Anders wäre die Sachlage, wenn die Fläche in einer Weise genutzt würde, die mit ihrer späteren Wiederverwendung als Eisenbahntrasse unvereinbar wäre. Dies wäre beispielsweise der Fall, wenn sie mit einem Gebäude bebaut würde. Das könnte der Kläger jedoch aufgrund seiner Eigenschaft als Baugenehmigungsbehörde selbst verhindern, ohne dass es dabei auf den Fortbestand der Widmung ankäme. Die Beigeladene zu 2) ist bei ihrer Bauleitplanung an die Ziele der Raumordnung gebunden (§ 10 Abs. 2 NROG). Bei Unvereinbarkeit mit diesen Zielen kann einem Flächennutzungsplan die Genehmigung versagt werden (§ 6 Abs. 2 BauGB).
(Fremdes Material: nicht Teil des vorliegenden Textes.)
PR #404, opened 2024-07-05
Migrate to new STACKIT IDP

joaopalet:
> [!WARNING]
> Should be merged in the **8th of July**, to be released in the **9th of July**, as announced [here](https://github.com/stackitcloud/stackit-cli#warning-new-stackit-idp)

### DIFF
--- a/internal/pkg/auth/user_login.go
+++ b/internal/pkg/auth/user_login.go
@@ -90,7 +90,7 @@ func AuthorizeUser(p *print.Printer, isReauthentication bool) error {
 		Endpoint: oauth2.Endpoint{
 			AuthURL: fmt.Sprintf("%s/authorize", idpEndpoint),
 		},
-		Scopes:      []string{"openid offline_access"},
+		Scopes:      []string{"openid offline_access email"},
 		RedirectURL: redirectURL,
 	}
 
--- a/internal/pkg/auth/user_login.go
+++ b/internal/pkg/auth/user_login.go
@@ -72,6 +72,7 @@ func AuthorizeUser(p *print.Printer, isReauthentication bool) error {
 	for i := range configuredPortRange {
 		port = defaultPort + i
 		portString := fmt.Sprintf(":%s", strconv.Itoa(port))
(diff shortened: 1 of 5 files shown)


internal/pkg/auth/user_login.go
```diff
@@ -60,22 +65,31 @@ func AuthorizeUser(p *print.Printer, isReauthentication bool) error {
...
 
-	listener, err := net.Listen("tcp", ":0")
-	if err != nil {
-		return fmt.Errorf("bind port for login redirect: %w", err)
+	var redirectURL string
+	var listener net.Listener
+	var listenerErr error
+	var port int
+	for i := range configuredPortRange {
+		port = defaultPort + i
```
DiogoFerrao, line 73: I think we could add a Debug log at the start saying: `trying to bind port X for login redirect`

This way it also clarifies the debug log below `"unable to bind port %d for login redirect: %s"` by making it clear that we are trying different ports and it is not a failure (at least yet)

internal/pkg/auth/user_login.go
```diff
@@ -60,22 +65,31 @@ func AuthorizeUser(p *print.Printer, isReauthentication bool) error {
...
 	}
-	redirectURL := fmt.Sprintf("http://localhost:%d", address.Port)
 
 	conf := &oauth2.Config{
 		ClientID: cliClientID,
 		Endpoint: oauth2.Endpoint{
 			AuthURL: fmt.Sprintf("%s/authorize", idpEndpoint),
 		},
-		Scopes:      []string{"openid"},
+		Scopes:      []string{"openid offline_access"},
```
DiogoFerrao, line 92: What is this?

joaopalet: The `offline_access` scope signals that we are also requesting a refresh token, that can be used to refresh the access token (https://openid.net/specs/openid-connect-core-1_0.html#OfflineAccess)

DiogoFerrao (approved):

DiogoFerrao (approved):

Diese Möglichkeit wird durch die angefochtene Entwidmung nicht beseitigt; die Entwidmung lässt die Festsetzungen des Regionalen Raumordnungsprogramms unberührt und ändert nichts an deren Bindungswirkung.

9

Angesichts dessen ist kein Ermessensfehler darin zu erblicken, dass das Eisenbahn-Bundesamt bei seiner Entscheidung über die Entwidmung des Streckenabschnitts auf die von dem Kläger geltend gemachten Belange keine Rücksicht genommen hat.